Seems they have a vast level 3 liability of credit derivatives which have not been elucidated to the public...it is the bailout that never ends....more capital will be needed in another few months as more of their vast book of overleveraged derivatives unwind. The system seems to be bankrupted several times over. The figure of an est’d. $600-700 trillion in world-wide credit deriv. liabilities by the BIS, with the US accounting for about $200 trillion with our five largest institutions is enough to cause general anxiety above and beyond flu concerns. Meredith Whitney just announced that half of the Fed Reserves 8000 banks are in for major trouble. The public worldwide seems to be getting the picture as well. Plenty of warning pieces posted continually on this site. People are not asleep.
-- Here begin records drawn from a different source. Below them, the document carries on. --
PR #378, opened 2026-05-11
Heal block duration symbols

Xaklor:
added symbols for HEAL_BLOCK_TURN_RANGE, EU and NA addresses only, no idea about JP


symbols/overlay10.yml
```diff
@@ -1918,6 +1918,18 @@ overlay10:
         JP: 0x4
       description: |-
         The turn range for the Gastro Acid status, [4, 10).
+
+      - name: HEAL_BLOCK_TURN_RANGE
+      address:
+        EU: 0x22C50CC 
+        NA: 0x22C4774
+        JP: 0x???????
```
AnonymousRandomPerson: The JP address is 0x22C5E5C.

symbols/overlay10.yml
```diff
@@ -1918,6 +1918,18 @@ overlay10:
         JP: 0x4
       description: |-
         The turn range for the Gastro Acid status, [4, 10).
+
+      - name: HEAL_BLOCK_TURN_RANGE
+      address:
```
UsernameFodder, line 1924: The indentation of the YAML here's off, make sure these are flush with the `name` key

UsernameFodder (changes requested):

symbols/overlay10.yml
Xaklor: thank you!

symbols/overlay10.yml
Xaklor: sorry about that! I've fixed it now

CREDITS.txt
```diff
@@ -36,6 +36,8 @@ other parts of the project, feel free to add yourself to this file!
 - Chritchy
 - happylappy
 - Chesyon
+- Xaklor
+
```
UsernameFodder: Always happy to see new names in this file! But let's remove the extra newline; I'd rather keep the format consistent

symbols/overlay10.yml
```diff
@@ -1918,6 +1918,18 @@ overlay10:
         JP: 0x4
       description: |-
         The turn range for the Gastro Acid status, [4, 10).
+
+    - name: HEAL_BLOCK_TURN_RANGE
+      address:
+        EU: 0x22C50CC
```
UsernameFodder:
```suggestion
        EU: 0x22C50CC
```

symbols/overlay10.yml
```diff
@@ -1918,6 +1918,18 @@ overlay10:
...
+        NA: 0x22C4774
+        JP: 0x22C5E5C
+      length:
+        EU: 0x4
+        NA: 0x4
+        JP: 0x4
+      description: |-
+        The turn range for the Heal Block status, [4, 10).
         
         type: int16_t[2]
```
UsernameFodder, line 1935: Looks like this was part of the description of the preceding symbol, so let's preserve that

UsernameFodder (changes requested):

symbols/overlay10.yml
Xaklor: okay I think I got everything, sorry about the mess

UsernameFodder: Yeah looks good. Don't worry, that's the point of review!

UsernameFodder (approved):
Thanks!

PR #1692, opened 2023-11-23
Reduce dependencies

tokatoka:


domenukk:
We can also see if any deps need uptates?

That must be a trend— we have nothing but trouble with our deposits there.
I just got a letter from Bank of America informing me they’re doubling the interest rate on my credit card. I wonder if this is how they’re hoping to raise some of that capital.
Rumor-mongering or not, please keep in mind that the real purpose of the bank “stress test” is to determine how much money would be required to handle a full-scale depositor run.
Just the idea that the government and banks are so concerned about a depositor run should be frightful enough.
Should one of the top 19 banks actually succomb to such a run, say...perhaps when the actual stress test results are made public...then ATMs and credit cards could easily suffer a hiccup.
You might be without both for a weekend. Maybe even a week.
Judge for yourself how the general Public would respond.
If you don’t already own body armor, get it. Stress test results are *supposed* to be made public Thursday morning. If they need to be “massaged” or are really bad and can’t be covered up, that date will be pushed back (Friday afternoons are popular “bad news” dump days, for example).
Likewise, brace yourself “just in case” your access to ready bank cash gets stalled.
I suggest having at least a month’s worth of cash on hand...this week.
*and my caution will probably prove to be overly-conservative. The more likely result is that life goes on as normal, nothing happens, no bank runs, etc.
http://finance.yahoo.com/q?s=BAC
Market cap of 69.39B.
34/69.39= 48.99% of current existing cap is hereby required to be added?
correction, "additionally added?"
If I were getting a great rate on a CD I certainly wouldn't be in a hurry to take a penality to cash it in early. That said, it looks to me like they currently have some pretty crappy rates.
Argh. Something like that I would be fine leaving in place, I just wish I could move everything else.
The Fed will just “print” (or create out of thin air electronically) all the money needed.